How do you identify whether a grammar is LL(1), LR(0), or SLR(1)?
Can anyone please explain it using this example, or any other example?
X → Yz | a
Y → bZ | ε
Z → ε
How to identify whether a grammar is LL(1), LR(0) or SLR(1)?
Asked Answered
To check if a grammar is LL(1), one option is to construct the LL(1) parsing table and check for any conflicts. These conflicts can be
- FIRST/FIRST conflicts, where two different productions would have to be predicted for a nonterminal/terminal pair.
- FIRST/FOLLOW conflicts, where two different productions are predicted, one representing that some production should be taken and expands out to a nonzero number of symbols, and one representing that a production should be used indicating that some nonterminal should be ultimately expanded out to the empty string.

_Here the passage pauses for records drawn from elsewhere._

PR #3425, opened 2026-09-11
Let a build be deleted from the build area

dakshina99:
## Purpose
An API keeps a limited number of builds. When automatic cleanup cannot reclaim one
— every stored build is held by a deployment on a gateway somewhere — deploying is
refused, and the deploy page offered no way out of it.

## Approach
Delete lives in the **Build Area**, whose `renderBuilds` is shared by the inline
list and the All Builds drawer, so both get it from one change.

- The trash action asks before acting, inline rather than in a modal (the drawer
  would otherwise have to stack one inside).
- It is disabled, with the reason and the environment named, while a gateway is
  holding the build — `DEPLOYED`, `DEPLOYING` or `UNDEPLOYING`. Suspended and
  failed deployments are deliberately not in that set: their builds are exactly the
  ones automatic cleanup will not reclaim, so they are what this is for.
- The disable is a courtesy, not the gate. A gateway may have claimed a build since
  the page loaded, so the platform's refusal is what decides, and it surfaces
  through the existing action toast.
- A build's `description` now shows under its id, which is what makes a list of
  builds something you can choose from.

`deleteBuild` calls `DELETE /rest-apis/{apiId}/builds/{buildId}` on the API's own
resource rather than through the project path — a build belongs to the API, not to
a pipeline — following the `GET /rest-apis/{apiId}` call already in this client.

The second commit drops the build-id card from the gateway card in favour of a
plain "Deployed <when>" line. The build a gateway runs is already shown once on the
environment, so repeating it per gateway only contributed an `ID` label with
nothing beside it once the build had been reclaimed.

Also removed two comments left behind when the per-gateway redeploy was dropped: an
orphaned block documenting the removed `redeploy` method, and a "Deploys to one
gateway" block sitting above the bulk-deploy function.

## Automation tests
`tsc --noEmit` passes. Verified on a local cluster against an API sitting at the
limit with five builds: the three held only by superseded deployments offer delete,
and the two a gateway is serving are disabled with the reason.

## Related PRs
Stacked on #3421 — its commits appear in this diff until it merges; only
`Let a build be deleted from the build area` and `Show when a gateway was deployed
instead of a build id card` belong to this PR. Needs the build delete endpoint and
the build `description` from #3364.


dakshina99:
Folded into #3421 — both commits are now on `apip-deploy-bulk-ui`, so the deploy page UI work reviews as one PR.

PR #90, opened 2016-09-18
✨ Add SDK components to the project styleguide

marlowpayne:
Adds the Progressive Web SDK components (as `src/`) to the project styleguide

## Changes
- Add SDK components to project styleguide
- Since SDK components now visible in project styleguide, update project's stylesheet to pull in their base and theme styles
- Clean up README, include styleguide mention

## How to test-drive this PR
- Checkout code
- `npm i`
- `npm run styleguide`
- Visit `http://localhost:4000` to see the new project styleguide
- Add a new project component with `npm run add:component`
- Verify the new project component appears in the project styleguide


marlowpayne:
The SDK `dist/` directory isn't being cleaned up correctly on releases, leading to ambiguous Sass imports for SDK component themes. This is fixed by https://github.com/mobify/progressive-web-sdk/pull/215. This PR will be blocked until this is resolved.

marlowpayne:
See it in action on an in-flight project with this Crabtree PR: https://github.com/mobify/crabtree-evelyn-progressive/pull/150

marlowpayne:
This will be unblocked as of the next SDK release.

app/styles/_components.scss
```diff
@@ -1,22 +1,73 @@
...
+@import 'node_modules/progressive-web-sdk/dist/components/pagination/base';
+@import 'node_modules/progressive-web-sdk/dist/components/rating/base';
+@import 'node_modules/progressive-web-sdk/dist/components/scroll-to/base';
+@import 'node_modules/progressive-web-sdk/dist/components/select/base';
+@import 'node_modules/progressive-web-sdk/dist/components/sheet/base';
 @import 'node_modules/progressive-web-sdk/dist/components/skeleton-block/base';
+@import 'node_modules/progressive-web-sdk/dist/components/skeleton-inline/base';
+@import 'node_modules/progressive-web-sdk/dist/components/skeleton-text/base';
+@import 'node_modules/progressive-web-sdk/dist/components/stepper/base';
+@import 'node_modules/progressive-web-sdk/dist/components/tabs/base';
```
jeffkamo: As mentioned in the other PR, I would say leave of these uncommented except for the components we do include by default (button).

My preference is to only opt-in to a component when we know it's going to be used, to avoid unused code from slipping into the production release.

app/styles/_components.scss
```diff
@@ -1,22 +1,73 @@
...
+@import 'node_modules/progressive-web-sdk/dist/components/nested-navigation/theme';
+@import 'node_modules/progressive-web-sdk/dist/components/pagination/theme';
+@import 'node_modules/progressive-web-sdk/dist/components/rating/theme';
+@import 'node_modules/progressive-web-sdk/dist/components/scroll-to/theme';
+@import 'node_modules/progressive-web-sdk/dist/components/select/theme';
+@import 'node_modules/progressive-web-sdk/dist/components/sheet/theme';
+@import 'node_modules/progressive-web-sdk/dist/components/skeleton-block/theme';
+@import 'node_modules/progressive-web-sdk/dist/components/skeleton-inline/theme';
+@import 'node_modules/progressive-web-sdk/dist/components/skeleton-text/theme';
+@import 'node_modules/progressive-web-sdk/dist/components/tabs/theme';
```
jeffkamo: Same idea with the theme files as my above comment.

app/styles/_components.scss
```diff
@@ -1,22 +1,73 @@
...
 
 
-// SDK Components' Theme Styles
+// Local Components
 // ---
 
+@import '../components/login-form/base';
```
jeffkamo: Canwe keep this alphabetical?

app/styles/_components.scss
marlowpayne: I've been a bit conflicted about that.

On one hand, including all base and theme styles from the SDK means that a designer/developer can use the [generator](https://github.com/mobify/generator-progressive-web) to scaffold out a new Progressive Web project, boot up the styleguide and immediately be able to start intelligently building with the SDK components. They won't need to look at an SDK component in the styleguide and first have to uncomment some styles to see how it's expected to function. On the other hand, like you mentioned, this carries the risk that unnecessary code can make it through.

What about leveraging `styleguide.scss`? It can import all SDK styles, and it won't be bundled up with the project. Duplicate SDK style imports in both the project stylesheet and `styleguide.scss` should be fine.

jeffkamo: (I can't help but lament the fact that this probably would've been a cinch with Themr... oh well)

Hmm, well leveraging `styleguide.scss` does sound like it could be a reasonable middle ground, but the developer still has to remember to import the styles into `stylesheet.scss` or the final bundle will be missing styles. I could see that happening very easily.

marlowpayne: I agree. It would be nice if we had some automated "include-sdk-component" NPM script that would set everything up nicely for you. Combined with `npm run add:component` for local project components, `_components.scss` could be completely untouched by humans.

jeffkamo: actually on second thought, maybe this is a none issue. Assuming you're working in both the style guide *and* the project preview, then you 100% have a chance to see whether base styles are being applied. Also QA would notice too.

Okay maybe this is a good call then 👍

marlowpayne:
Now that v0.5.1 of the SDK is out, a refresh of your node modules (`rm -r node_modules/progressive-web-sdk && npm i`) will let you see these changes' full effect locally.

styleguide/styleguide.scss
```diff
@@ -1 +1,77 @@
...
+@import 'node_modules/progressive-web-sdk/dist/components/nested-navigation/theme';
+@import 'node_modules/progressive-web-sdk/dist/components/pagination/theme';
+@import 'node_modules/progressive-web-sdk/dist/components/rating/theme';
+@import 'node_modules/progressive-web-sdk/dist/components/scroll-to/theme';
+@import 'node_modules/progressive-web-sdk/dist/components/select/theme';
+@import 'node_modules/progressive-web-sdk/dist/components/sheet/theme';
+@import 'node_modules/progressive-web-sdk/dist/components/skeleton-block/theme';
+@import 'node_modules/progressive-web-sdk/dist/components/skeleton-inline/theme';
+@import 'node_modules/progressive-web-sdk/dist/components/skeleton-text/theme';
+@import 'node_modules/progressive-web-sdk/dist/components/tabs/theme';
```
jeffkamo: maybe let's not include the theme styles. This actually can create problems. It could result in the developer overriding styles that don't need to be overridden (these theme styles won't necessarily be included in prod), or these will add additional styles that aren't wanted for the prod site.

I feel like these would do more harm than good. The base styles are definitely necessary, but not the themes.

jeffkamo: Ugh, I just deleted my comment intending to copy and paste it, but lost the it from my clip board some how...

Long story short: I feel like adding the SDK theme styles will do more harm than good here and should not be included. The base styles should be enough.

jeffkamo: Ugh, I just deleted my comment intending to copy and paste it, but lost the it from my clip board some how...

Long story short: I feel like adding the SDK theme styles will do more harm than good here and should not be included. The base styles should be enough.

jeffkamo: It'll either force developers to override styles they don't need to override, or they see styles that shouldn't be there in the style guide but not on the prod site.

jeffkamo:
👍

PR #99, opened 2016-09-22
Add SkipLinks

jeffkamo:
SkipLinks are an accessibility feature that should be included on all of Mobify's project *by default*. This way, screen reader users, assistive technology and keyboard users are able to skip to relevant content much more easily.

## Changes
- Added SkipLink component to scaffold
- Added nightwatch tests that check to ensure the SkipLinks and their targets are valid (at least on the homepage)
- Make Merlin's Potions the default initial URL for local Nightwatch tests

## How to test-drive this PR
- Run `npm run dev`
- Preview [Merlins Potions](https://preview.mobify.com/?url=http%3A%2F%2Fwww.merlinspotions.com%2F&site_folder=https%3A%2F%2Flocalhost%3A8443%2Floader.min.js&disabled=0&domain=&scope=1)
- (if testing in desktop Chrome) Ensure that dev tools is closed, and then...
    - Click the browser's URL bar
    - On your keyboard, press `tab` until you arrive on the page itself
    - Ensure that you are able to tab to the "Skip to x" links
    - Ensure pressing `enter` on any of the skip links sends you to that link's destination
- (if testing on device) Ensure VoiceOver is activated, and then...
    - Tap Safari's url bar
    - Swipe right ("tabbing") until you arrive on the page itself
    - Ensure that you are able to tab to the "Skip to x" links
    - Ensure double tapping the screen ("clicking") on any of the skip links sends you to that link's destination

### DIFF
--- a/app/components/skip-links/index.jsx
+++ b/app/components/skip-links/index.jsx
@@ -1,7 +1,6 @@
 import React, {PropTypes} from 'react'
 
-const SkipLinks = ({fragments}) => {
-
+const SkipLinks = () => {
     return (
         <div className="c-skip-links">
             <a href="#app-main" className="c-skip-links__anchor">
@@ -15,7 +14,6 @@ const SkipLinks = ({fragments}) => {
             <a href="#app-footer" className="c-skip-links__anchor">
                 Skip to footer
             </a>
-
         </div>
     )
 }
--- a/app/components/skip-links/index.jsx
+++ b/app/components/skip-links/index.jsx
@@ -1,8 +1,11 @@
 import React, {PropTypes} from 'react'
+import classNames from 'classnames'
 
-const SkipLinks = () => {
+const SkipLinks = ({className}) => {
+    const classes = classNames('c-skip-links', className)
+
     return (
-        <div className="c-skip-links">
+        <div className={classes}>
             <a href="#app-main" className="c-skip-links__anchor">
                 Skip to content
             </a>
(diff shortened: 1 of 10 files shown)


app/containers/app/container.js
```diff
@@ -15,22 +16,25 @@ class App extends React.Component {
         let currentTemplate = `t-${this.props.children.props.route.routeName}`
 
         return (
-            <div id="outer-container" className="t-app">
+            <div id="app" className="t-app">
```
jeffkamo: I wouldn't mind confirmation that these IDs weren't named anything specific for a reason, and if these are safe to change?

app/components/skip-links/index.jsx
```diff
@@ -0,0 +1,21 @@
...
+            <a href="#app-navigation" className="c-skip-links__anchor">
+                Skip to main navigation
+            </a>
+
+            <a href="#app-footer" className="c-skip-links__anchor">
+                Skip to footer
+            </a>
+        </div>
+    )
+}
```
DanielBrookRoberge: I guess by being in the scaffold it isn't meant to be a highly reusable component, but do we really want to remove the possibility of the user passing in additional `className` props?

app/containers/app/container.js
```diff
@@ -15,22 +16,25 @@ class App extends React.Component {
...
                 <IconSprite />
+                <SkipLinks />
 
-                <main id="page-wrap" className={currentTemplate}>
```
jeffkamo: The `main` element is often misused as an overall wrapper when it *should* in fact be used as a wrapper around only the relevant main content.

...In fact, I meant to re add this element in the the right place. I'll do that as well as include some other landmark roles for more a11y goodness.

DanielBrookRoberge:
Also, there are lint errors.

app/components/skip-links/index.jsx
jeffkamo: I was actually just being lazy when I accidentally removed and and didn't add it back in. I'll re-include it now.

PR #110, opened 2016-10-04
Ignore SVG imports in Jest tests

fractaltheory:
With no loader to handle SVG imports, Jest tests fail with a SyntaxError:

screen shot 2016-10-04 at 2 10 32 pm

## Changes
- Add a [moduleNameMapper](https://facebook.github.io/jest/docs/tutorial-webpack.html) alias for anything that has `.svg` extension
- Create a mock file to load instead of SVGs
- Add an example test which imports the `<Icon>` SDK component, which itself imports an SVG via `<IconSprite>`
- Simplify the regEx used for finding test files in the project
- Remove `ignore-styles` imports in test files (as they serve no purpose here - aligns with change to component generator in SDK)

## How to test-drive this PR
- Remove the `moduleNameMapper` object from `package.json`
- Run `npm run test -- --no-cache`
- Verify test fails
- Revert change to `package.json` and repeat steps
- Verify test passes


package.json
```diff
@@ -102,6 +102,9 @@
       "jsx",
       "json"
     ],
+    "moduleNameMapper": {
```
DanielBrookRoberge: This looks cleaner than the search-and-replace approach we're using in the SDK at the moment, do you think you could port it back?

PR #119, opened 2016-10-19
Basic footer for the Merlin's site

olibrook:
**JIRA**: 
- https://mobify.atlassian.net/browse/WEB-930
- https://mobify.atlassian.net/browse/WEB-922

## Changes
- A few bits of global setup (fonts, app-wide action for page loads).
- New footer.

## How to test-drive this PR
- Run locally and review against designs.

## Todos
- Pass on footer CSS/HTML


app/containers/footer/_footer.scss
```diff
@@ -0,0 +1,94 @@
...
+        }
+    }
+}
+
+.t-footer__panel {
+    padding: 15px;
+}
+
+.t-footer__panel--newsletter {
+    position: relative;
```
jeffkamo: @olibrook what is this `position: relative` used for?

olibrook: Fix display of the border

app/containers/footer/parsers/parser.test.js
```diff
@@ -0,0 +1,41 @@
...
+                title: 'Orders and Returns'
+            },
+            {
+                url: 'http://www.merlinspotions.com/catalogsearch/advanced/',
+                title: 'Advanced Search'
+            }
+        ]
+        expect(parser.parseNavigation($content)).toEqual(expected)
+    })
+})
```
DanielBrookRoberge: I sure do love seeing these tests in the project!

app/utils/utils.js
```diff
@@ -24,3 +24,17 @@ export const createAction = (description, ...argNames) => {
...
+/**
+ * Form-encode an arbitrary JS object.
+ */
+export const formEncode = (data) => {
+    const pairs = []
+    for (const k in data) {
+        if (data.hasOwnProperty(k)) {
+            pairs.push(`${encodeURIComponent(k)}=${encodeURIComponent(data[k])}`)
+        }
+    }
```
DanielBrookRoberge: We could replace this loop with `Object.keys(data).forEach()` which will only loop over the own properties. (ES5 so it needs no polyfill)

app/containers/footer/container.js
```diff
@@ -0,0 +1,153 @@
...
+            <div className="t-footer__social u-padding-md">
+                <div className="u-flexbox u-justify-center u-padding-md">
+                    {
+                        social.map((item) => {
+                            const [url, icon, title] = item
+                            return (
+                                <a href={url} className="t-footer__social-link" key={url}
+                                    style={{backgroundImage: `url(${getAssetUrl(icon)})`}}>
+                                    <span className="u-visually-hidden">{title}</span>
+                                </a>
```
DanielBrookRoberge: Are these icons not available through the Icon component?

jeffkamo: Unfortunately not at the moment. Shoppicon, the SDK's default icon set, does not include any social icons.

Whenever I get around to tackling the icons properly, I'll be sure to include the social icons too.

jeffkamo:
I think I've applied everything I needed to add to this PR. 👍

jeffkamo:
Except for perhaps that breaking test... looking into it.

app/containers/footer/actions.js
```diff
@@ -0,0 +1,31 @@
...
+export const signUpToNewsletter = (action, method, data) => {
+    return (dispatch) => {
+
+        const onSuccess = () => {
+            dispatch(newsletterSignupComplete(constants.SIGNUP_SUCCESSFUL))
+        }
+
+        const onFail = () => {
+            dispatch(newsletterSignupComplete(constants.SIGNUP_FAILED))
+        }
```
olibrook: I don't have grand plans, but we *are* supposed to do a notification thing on success, which is why I set it up the way it is. Gonna leave it, if that's cool.

DanielBrookRoberge: Yeah that's absolutely fine, though I realize we usually structure this as 
```javascript
return utils.makeRequest(action, opts)
    .then(() => stuff)
    .catch(() => otherStuff)
```
which is why it looked odd to me.

app/utils/utils.js
olibrook: Fixed

app/containers/footer/actions.js
olibrook: Oh right. I thought there was a preference generally for assigning names to these callbacks, for debugging purposes?

DanielBrookRoberge: IIRC we still get a reasonable stack trace without that for something simple. But I could be wrong.

PR #126, opened 2016-10-21
Add parser utils from the delivery builds with tests

DanielBrookRoberge:
We should parse elements like links and images in a uniform way, so I looked in the Crabtree and Lancome codebases for the parser utilities they found useful. This imports them to the scaffold and adds tests

## Changes
- Add generic parsers for `a`, `button`, `img`, `option`, and `select` elements
- Add tests

## How to test-drive this PR
- run the tests!

### DIFF
--- a/app/utils/parser-utils.js
+++ b/app/utils/parser-utils.js
@@ -1,0 +1,42 @@
+export const parseLink = ($link) => {
+    return {
+        href: $link.attr('href'),
+        text: $link.text(),
+        title: $link.attr('title')
+    }
+}
+
+export const parseButton = ($button) => {
+    return {
+        text: $button.text(),
+        type: $button.attr('type'),
+        name: $button.attr('name'),
+        value: $button.attr('value'),
+        disabled: !!$button.attr('disabled')
+    }
+}
+
+export const parseImage = ($img) => {
+    return {
+        title: $img.attr('title'),
+        alt: $img.attr('alt'),
+        src: $img.attr('x-src') ? $img.attr('x-src') : $img.attr('src')
+    }
+}
+
+export const parseOption = ($option) => {
+    const value = $option.attr('value')
+    return {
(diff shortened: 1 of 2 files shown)


app/utils/parser-utils.js
```diff
@@ -0,0 +1,42 @@
...
+    return {
+        href: $link.attr('href'),
+        text: $link.text(),
+        title: $link.attr('title')
+    }
+}
+
+export const parseButton = ($button) => {
+    return {
+        text: $button.text(),
```
jeffkamo: should the key be `text` or `children` and the value target the node's content instead of just `.text()`?

app/utils/parser-utils.js
```diff
@@ -0,0 +1,42 @@
+export const parseLink = ($link) => {
+    return {
+        href: $link.attr('href'),
+        text: $link.text(),
```
jeffkamo: Same here, should we do more like `children: $link.html()`? Or would outputting markup in this way actually cause problems?

app/utils/parser-utils.js
DanielBrookRoberge: Maybe? I just copy-pasted this from Crabtree and am not especially familiar with what we'll need for this.

app/utils/parser-utils.js
DanielBrookRoberge: I don't think we want to be outputting markup from the parsers. If we do that then the React side needs to either parse the HTML or DangerouslySet it.

jeffkamo: gotcha, fair point

app/utils/parser-utils.js
mikenikles: Given that a `<button>` element can have arbitrary children, I vote for `children` as the key.

olibrook:
👍

PR #127, opened 2016-10-21
Merlin's Potions PLP

fractaltheory:
**JIRA**: [WEB-917](https://mobify.atlassian.net/browse/WEB-917)

## Notes
- The category images weren't added to this branch, as they exist in `develop` - so they'll appear as broken

## Changes
- Adds Merlins Potions PLP
- Adds ProductTile component
- Adds `getComponentName` utility method
- Adds `onRouteChanged` global action (fired when route changes)
- Adds styles to `c-grid`
- Adds app-level exported constant `FETCH_IN_PROGRESS` as well as adds it to the app store object as `fetchInProgress`

## How to test-drive this PR
- `npm run dev`
- Click the `View potions` link on the homepage


app/components/grid/_base.scss
```diff
@@ -0,0 +1,41 @@
...
+//
+.c-grid {
+    @include clearfix();
+}
+
+// Grid Item
+// ---
+
+.c-grid__item {
+    min-height: 160px;
```
jeffkamo: For all the box values for this component, can they be in multiples of the `$unit` variable?

app/components/grid/_base.scss
```diff
@@ -0,0 +1,41 @@
+// Grid
```
jeffkamo: In fact, the Grid component doesn't appear to have any jsx associated to it. Should this actually be a utility? Or should this be abstracted to indeed have a JSX component?

app/components/grid/_base.scss
```diff
@@ -0,0 +1,41 @@
...
+
+.c-grid__item-name {
+    padding: 16px 0 24px;
+
+    color: black;
+    font-weight: 300;
+    font-size: 28px;
+    line-height: 1.24;
+    word-break: break-word;
+    text-transform: uppercase;
```
jeffkamo: There appears to be more to this grid than just layout. Is this really only a grid component?

jeffkamo: Instead of adding typographic CSS here, you could make use of heading utility classes instead.

app/components/grid/_base.scss
jeffkamo: As a general rule of thumb, if a set of styles don't have an associated React component, it's no longer considered a component.

app/containers/plp/_plp.scss
```diff
@@ -1,7 +1,86 @@
...
 // ===
 
+// [1] - Display box-shadow properly at bottom of container
+
 .t-plp {
-    // Root Class. Contains all core styles, typically for the template's
-    // wrapper element.
+    font-family: 'Oswald';
+
+    .container {
```
jeffkamo: If a class is added by us, be sure to name space it to the file it's created in. In this case, and for many of the below classes, should be namespaced with `t-plp__*` and no longer need to be nested inside of the `t-plp` block

app/containers/plp/_plp.scss
```diff
@@ -1,7 +1,86 @@
...
+    .no-results__text {
+        margin: 20px 50px 32px;
+
+        color: #3a3a48;
+        font-family: $font-family;
+        font-weight: 300;
+        font-size: 14px;
+        line-height: 20px;
+        letter-spacing: 0;
+        text-align: center;
```
jeffkamo: A lot of the typographic and spacing styles being added via CSS could instead be added using utility classes added to the markup. Can these be adjusted to use those utility classes?

app/containers/plp/_plp.scss
```diff
@@ -1,7 +1,73 @@
...
+.t-plp__heading {
+    position: relative;
+
+    .c-link {
+        font-size: $unit * 1.5;
+    }
+}
+
+.t-plp__heading-logo {
+    position: absolute;
```
jeffkamo: Would good to have some comments that provide some context for what this absolute position is relative too.

app/containers/plp/_plp.scss
```diff
@@ -1,7 +1,73 @@
...
+}
+
+.t-plp__grid-item-price {
+    color: $light-error-color;
+    font-weight: 600;
+    font-size: $unit * 2;
+}
+
+.t-plp__heading {
+    position: relative;
```
jeffkamo: Would good to have some comments that provide some context for why this relative positioning is needed.

app/containers/plp/_plp.scss
```diff
@@ -1,7 +1,73 @@
...
+
+    .c-link {
+        font-size: $unit * 1.5;
```
jeffkamo: Minor: this is probably fine, although generally for fonts I start with `$font-size` and add/subtract to achieve the desired size.

fractaltheory: Ah cool yes that makes more sense: https://github.com/mobify/progressive-web-scaffold/pull/127/commits/526a91ec67e4f91791d31ea2b7de823227998b01

app/containers/plp/container.js
```diff
@@ -1,41 +1,104 @@
...
+                        <h1 className="u-text-lighter u-text-uppercase">{title}</h1>
+                    }
+                </div>
+
+                <Image
+                    alt="Heading logo"
+                    className="t-plp__heading-logo"
+                    height="51px"
+                    src={isPlaceholder ? '' : getAssetUrl(`static/img/${title.trim().toLowerCase()}.png`)}
+                    width="61px"
```
DanielBrookRoberge: Could this be a `SkeletonBlock` when `isPlaceholder` is true?

app/containers/plp/container.js
```diff
@@ -1,41 +1,104 @@
...
+     */
+    title: PropTypes.string.isRequired
+}
+
 const mapStateToProps = (state) => {
+    const selector = state.plp.get(SELECTOR)
+
     return {
-        ...state.PLP,
+        ...state.plp.get(selector).toJS(),
```
DanielBrookRoberge: Should you use the `selector` var here?

DanielBrookRoberge: Also, if you pass in the Immutable object (either instead of or in addition to the `toJS` one), you can easily write a shouldComponentUpdate function which we probably want.

app/containers/plp/reducer.test.js
```diff
@@ -1,15 +1,17 @@
...
-        test: true,
-        item: false,
+        expect(newState).not.toBe(initialState)
     })
 
-    expect(reducer(inputState, action)).toBe(inputState)
+    test('does nothing for unknown action types', () => {
+        const action = {type: 'qwertyuiop'}
+        expect(reducer(initialState, action)).toBe(initialState)
+    })
```
DanielBrookRoberge: Would probably be good to test the storage of different page information in here. I think with jsdom we can do whatever we like with window.location.href without causing problems.

app/containers/plp/container.js
fractaltheory: I need to use `selector` since it allows me to choose which entry in the PLP store to pull data from (i.e. which href we're on).

One thing I'm unsure how to resolve when not using `toJS` is defining `propTypes`. Any ideas there? Or have we solved that problem in other branches I'm not aware of?

DanielBrookRoberge: Yeah in the first comment I misread this line as `...state.plp.get(SELECTOR).toJS()`.

Yeah I don't think we have a good solution for propTypes yet. Oli set something up in https://github.com/mobify/progressive-web-sdk/pull/330 but I'm not sure if it's a good enough solution. One thing I've done as kind of a transitional solution is pass the toJS'd object and the Immutable one, rendering with the toJS props and implementing shouldComponentUpdate with the Immutable one.

fractaltheory: Okay, I've added a `shouldComponentUpdate` check: https://github.com/mobify/progressive-web-scaffold/pull/127/commits/1dbe79976076e4ecf9dc341a8bf2e5709c0c845e

app/containers/plp/reducer.test.js
DanielBrookRoberge: Yes it is what I meant. Glad the workaround worked.

DanielBrookRoberge:
:+1: from me!

PR #128, opened 2016-10-21
Add Global Styles

jeffkamo:
Add some of the necessary global styles to the scaffold for use with Merlin's Potions.

## Changes
- Add form styles, such as radio buttons, checkboxes and buttons
- Add some styles for common components, like Icon, List and ListTile
- Tweak some base styles, such as typography
- Add base colors: brand, accent, success, error, neutrals, etc.

## How to test-drive this PR
- Run `npm run styleguide`
- Visit [http://localhost:4000/](http://localhost:4000/)
- Confirm that the above mentioned changes are reflected in the styles


app/components/list-tile/_theme.scss
```diff
@@ -0,0 +1,19 @@
+// List Tile
+// ===
+
+.c-list-tile__primary {
+    font-size: $font-size + 1; // 15px
```
Magitron: I just saw that you added a comment for the one above, but not this one. I think it would be good to have the same commenting method for consistency :)

app/containers/footer/container.js
```diff
@@ -84,7 +84,7 @@ const Footer = (props) => {
             <div className="t-footer__newsletter u-padding-md u-padding-top-lg u-padding-bottom-lg">
                 {newsletter ? (
                     <div>
-                        <h2 className="u-h3 u-margin-bottom-md">
+                        <h2 className="u-h2 u-margin-bottom-md">
                             Subscribe to Merlin's Newsletter
```
Magitron: Just wondering, does anything need to be escaped here?

jeffkamo: I don't think so. I assume this weird syntax highlight is just because JSX isn't a recognized syntax in Github yet (or maybe it's because the file is `.js` instead of `.jsx`)

app/components/list-tile/_theme.scss
jeffkamo: Yup, you're right. I was being lazy :( thanks for keeping me honest! :D

jeffkamo:
Verbal +1 from MQ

- FOLLOW/FOLLOW conflicts, where two productions indicating that a nonterminal should ultimately be expanded to the empty string conflict with one another.
Let's try this on your grammar by building the FIRST and FOLLOW sets for each of the nonterminals. Here, we get that
FIRST(X) = {a, b, z}
FIRST(Y) = {b, epsilon}
FIRST(Z) = {epsilon}
We also have that the FOLLOW sets are
FOLLOW(X) = {$}
FOLLOW(Y) = {z}
FOLLOW(Z) = {z}
From this, we can build the following LL(1) parsing table:
a b z $
X a Yz Yz
Y bZ eps
Z eps
Since we can build this parsing table with no conflicts, the grammar is LL(1).
To check if a grammar is LR(0) or SLR(1), we begin by building up all of the LR(0) configurating sets for the grammar. In this case, assuming that X is your start symbol, we get the following:
(1)
X' -> .X
X -> .Yz
X -> .a
Y -> .
Y -> .bZ
(2)
X' -> X.
(3)
X -> Y.z
(4)
X -> Yz.
(5)
X -> a.
(6)
Y -> b.Z
Z -> .
(7)
Y -> bZ.
From this, we can see that the grammar is not LR(0) because there is a shift/reduce conflicts in state (1). Specifically, because we have the shift item X → .a and Y → ., we can't tell whether to shift the a or reduce the empty string. More generally, no grammar with ε-productions is LR(0).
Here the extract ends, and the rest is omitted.